Bei den dem Beschuldigten - als handelsrechtlichen Geschäftsführer und somit zur Vertretung der als Beförderer tätig gewordenen GmbH nach außen Berufenen - zur Last gelegten Verwaltungsübertretungen nach § 27 Abs.1 Z1 iVm § 7 Abs.2 Z5 bzw Z7 GGBG 1998 handelt es sich um Unterlassungsdelikte. Bei solchen Delikten ist der Tatort dort anzunehmen, wo der Täter hätte handeln sollen. Dieser Ort fällt dann, wenn solche Unterlassungen im Zusammenhang mit dem Betrieb eines Unternehmens erfolgt sind, im Zweifel mit dem Sitz des Unternehmens zusammen. In der Regel kann die Behörde davon ausgehen, dass die Unterlassungen am Sitze des Unternehmens stattgefunden haben.

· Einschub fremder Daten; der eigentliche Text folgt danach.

Issue #5391, opened 2019-07-19
would like to be able to configure FocusProvider to target colliders instead of rigid bodies when both are present


naostranMS:
## Describe the problem

In FocusProvider.PointerHitResult.Set(MixedRealityRaycastHit hit, ...) and MixedRealityRaycaster.TryGetPrioritizedPhysicsHit, it uses the RaycastHit.transform.gameObject as the target gameObject. In the case of compouned colliders (example here: [https://docs.unity3d.com/Manual/class-Rigidbody.html](url)), the transform will be that of the parent rigidbody rather than the particular collider that was hit.

E.g. when raycasting at the cylinder in this setup (where the Parent object has a RigidBody, and the children each have colliders):
![image](https://user-images.githubusercontent.com/38891743/61568111-d204da00-aa36-11e9-97f6-c1f8ace9d02a.png)
you get the following raycast result:
![image](https://user-images.githubusercontent.com/38891743/61568062-910cc580-aa36-11e9-8ebb-55ecfe290248.png)

In our forked version of HTK, we changed it to use the collider as the focus object to get more granularity, and without that in MRTK, we end up with a lot of broken functionality due to the focus target being different than expected (and also due to prioritization changes because the collider game objects are often on a different layer than the parent rigidbody).

## Describe the solution you'd like

I would like to have a simple way of configuring or overriding the default FocusProvider behavior to use hit.collider.gameObject instead of hit.transform.gameObject.

## Describe alternatives you've considered

1. It might be possible to subclass the FocusProvider and override the needed functionality, but it seems like that would take a lot of extra/duplicated code in the override for what is a very small difference.
2. I imagine the data could be rearchitected to work with the existing behavior, but I think that would be a pretty substantial undertaking.

Alexees:
Hi @naostranMS I felt this task was fun and I did a little something, maybe you're interested in checking it out:
https://github.com/HoloSpaces/MixedRealityToolkit-Unity/tree/mrtk_removeMixedRealityRaycastResult

All you need to do is opening the MixedRealityInputSystem profile you're using and enable "FocusIndividualCompoundCollider"

Would love to hear if that works for you.

naostranMS:
@Alexees thanks for looking into this!
[...]

PR #5617, opened 2019-08-12
Expose configuration in FocusProvider to target colliders instead of rigid bodies

ritijain:
## Overview

This PR addresses issue #5391. 

## Changes
This change introduces a configuration property in the Input System Settings in MRTK profiles - "FocusIndividualCompoundCollider". This configurable property is passed as a argument to the Raycast provider implementation and ultimately propagates to the TryGetPrioritizedPhysicsHit logic to determines, if the raycast hit result should pick individual colliders or the root rigidbody transform.

When the hit is determined, the profile property is again used to determine which gameobject to set as the rayast hit object .

image

## Verification
Validation requested from @anuraag016  via product integration.

Created a local scene with a rigidbody and compound colliders and verified that the correct item is focused.

FocusIndividualCompoundCollider = false;
colliderfalse

FocusIndividualCompoundCollider = true
collider
;

### DIFF
--- a/Assets/MixedRealityToolkit/Utilities/Physics/MixedRealityRaycaster.cs
+++ b/Assets/MixedRealityToolkit/Utilities/Physics/MixedRealityRaycaster.cs
@@ -16,9 +16,9 @@ namespace Microsoft.MixedReality.Toolkit.Physics
         /// <param name="prioritizedLayerMasks"></param>
         /// <param name="physicsHit"></param>
         /// <returns>Whether or not the raycast hit something.</returns>
-        public static bool RaycastSimplePhysicsStep(RayStep step, LayerMask[] prioritizedLayerMasks, out RaycastHit physicsHit)
+        public static bool RaycastSimplePhysicsStep(RayStep step, LayerMask[] prioritizedLayerMasks, bool focusIndividualCompoundCollider, out RaycastHit physicsHit)
         {
-            return RaycastSimplePhysicsStep(step, step.Length, prioritizedLayerMasks, out physicsHit);
+            return RaycastSimplePhysicsStep(step, step.Length, prioritizedLayerMasks, focusIndividualCompoundCollider, out physicsHit);
         }
 
         /// <summary>
@@ -29,7 +29,7 @@ namespace Microsoft.MixedReality.Toolkit.Physics
         /// <param name="prioritizedLayerMasks"></param>
         /// <param name="physicsHit"></param>
         /// <returns>Whether or not the raycast hit something.</returns>
-        public static bool RaycastSimplePhysicsStep(RayStep step, float maxDistance, LayerMask[] prioritizedLayerMasks, out RaycastHit physicsHit)
+        public static bool RaycastSimplePhysicsStep(RayStep step, float maxDistance, LayerMask[] prioritizedLayerMasks, bool focusIndividualCompoundCollider, out RaycastHit physicsHit)
         {
             Debug.Assert(maxDistance > 0, "Length must be longer than zero!");
             Debug.Assert(step.Direction != Vector3.zero, "Invalid step direction!");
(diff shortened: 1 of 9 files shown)


ritijain:
@anuraag016, @naostranMS, @davidkline-ms - FYI

davidkline-ms:
@wiwei, @keveleigh,

this has some API and profile changes. if we are going to take if for dev, we should strongly consider it for the stabilization branch. thoughts?

Assets/MixedRealityToolkit/Utilities/Physics/MixedRealityRaycaster.cs
```diff
@@ -38,14 +38,14 @@ public static bool RaycastSimplePhysicsStep(RayStep step, float maxDistance, Lay
...
+                : TryGetPrioritizedPhysicsHit(UnityEngine.Physics.RaycastAll(step.Origin, step.Direction, maxDistance, UnityEngine.Physics.AllLayers), prioritizedLayerMasks, focusIndividualCompoundCollider, out physicsHit);
         }
 
         /// <summary>
         /// Box raycasts each physics <see cref="Microsoft.MixedReality.Toolkit.Physics.RayStep"/>.
         /// </summary>
         /// <returns>Whether or not the raycast hit something.</returns>
-        public static bool RaycastBoxPhysicsStep(RayStep step, Vector3 extents, Vector3 targetPosition, Matrix4x4 matrix, float maxDistance, LayerMask[] prioritizedLayerMasks, int raysPerEdge, bool isOrthographic, out Vector3[] points, out Vector3[] normals, out bool[] hits)
+        public static bool RaycastBoxPhysicsStep(RayStep step, Vector3 extents, Vector3 targetPosition, Matrix4x4 matrix, float maxDistance, LayerMask[] prioritizedLayerMasks, int raysPerEdge, bool isOrthographic, out Vector3[] points, out Vector3[] normals, bool focusIndividualCompoundCollider,out bool[] hits)
```
AdamMitchell-ms: >bool focusIndividualCompoundCollider [](start = 259, length = 36)

You should probably put this param before all of the out params.  Also need a space after the comma.

Troy-Ferrell:
I really like the idea of this feature. I think developers would appreciate the greater power and there has been some feedback to for them to better control what gets focus, etc. Few problems I see though

1) FocusIndividualCompoundCollider is a mouthful and for most people doesn't really inform them of what it is
2) There is no documentation with this change to teach people or tests to verify correct functionality
3) The global value isn't really catch all. Basically could we think of a better approach that would allow hit.collider.gameobject and hit.transform.gameobject results? I could see developers wanting one in some scenarios of their app and the other for separate parts
4) I don't see any way to alter this behavior at runtime. It's set in the profile but I can't modify the FocusProvider functionality directly after instantiation
5) Also I feel like MixedRealityRaycaster.Raycast* functions may need a refactor in general. Especially MixedRealityRaycaster.RaycastBoxPhysicsStep is just insanely long in the parameter list

Assets/MixedRealityToolkit/Utilities/Physics/MixedRealityRaycaster.cs
```diff
@@ -163,7 +163,12 @@ public static bool TryGetPrioritizedPhysicsHit(RaycastHit[] hits, LayerMask[] pr
                 for (int hitIdx = 0; hitIdx < hits.Length; hitIdx++)
                 {
                     RaycastHit hit = hits[hitIdx];
-                    if (hit.transform.gameObject.layer.IsInLayerMask(priorityLayers[layerMaskIdx]) &&
+                    GameObject targetGameObject = hit.transform.gameObject;
```
AdamMitchell-ms: >hit.transform.gameObject [](start = 50, length = 24)

I'd use ternary syntax here.

GameObject targetGameObject = (focusIndividualCompoundCollider) ? hit.collider.gameObject : hit.transform.gameObject;

davidkline-ms:
Adding this to the must fix for GA as it is both an interface API and profile breaking change.

@ritijain, can you please retarget this change to prerelease.2.0.0_stabilization in the next day so that we can test and validate?

thanks!

ritijain:
> Adding this to the must fix for GA as it is both an interface API and profile breaking change.
> 
> @ritijain, can you please retarget this change to prerelease.2.0.0_stabilization in the next day so that we can test and validate?
> 
> thanks!

@davidkline-ms  - retargeted to pre-release. Validation pending.

naostranMS:
this looks like it should work for #5391

Assets/MixedRealityToolkit/Utilities/Physics/MixedRealityRaycaster.cs
wiwei:
```suggestion
        public static bool RaycastBoxPhysicsStep(RayStep step, Vector3 extents, Vector3 targetPosition, Matrix4x4 matrix, float maxDistance, LayerMask[] prioritizedLayerMasks, int raysPerEdge, bool isOrthographic, bool focusIndividualCompoundCollider, out Vector3[] points, out Vector3[] normals, out bool[] hits)
```

wiwei: Per Adam's comment

wiwei:
Change looks good - I can approve once Adam's nits get addressed

Yes, targetting at stabilization is good because this isn't something we want folks to absorb in a future release.

ritijain:
> Change looks good - I can approve once Adam's nits get addressed
> 
> Yes, targetting at stabilization is good because this isn't something we want folks to absorb in a future release.

@wiwei - PR updated.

Mit dem erwähnten Erkenntnis wurde die Berufungsentscheidung des unabhängigen Verwaltungssenates aufgehoben, welches von der örtlichen Zuständigkeit jener Behörde ausgegangen war, in deren Sprengel die Beanstandung stattgefunden hatte.

Für den vorliegenden Fall hat dies zu bedeuten, dass die Bezirkshauptmannschaft Schärding zwar die örtlich zuständige Strafbehörde im Hinblick auf den Anhalteort war, nicht aber für Handlungen, die am Sitz des Unternehmens der Berufungswerberin hätten gesetzt werden müssen. Damit war sohin ihre Zuständigkeit im Lichte des zitierten Erkenntnisses des Verwaltungsgerichtshofes für Unterlassungen der Berufungswerberin als Vertreterin des Beförderers des verfahrensgegenständlichen Gefahrguttransportes nicht gegeben. Aus Anlass der Berufung war daher das angefochtene Straferkenntnis wegen Unzuständigkeit der Strafbehörde zu beheben, welcher Umstand grundsätzlich keinen Einstellungsgrund iSd § 45 VStG darstellt (von einem Fall des § 45 Abs.1 Z2 iVm § 2 Abs.1 VStG abgesehen).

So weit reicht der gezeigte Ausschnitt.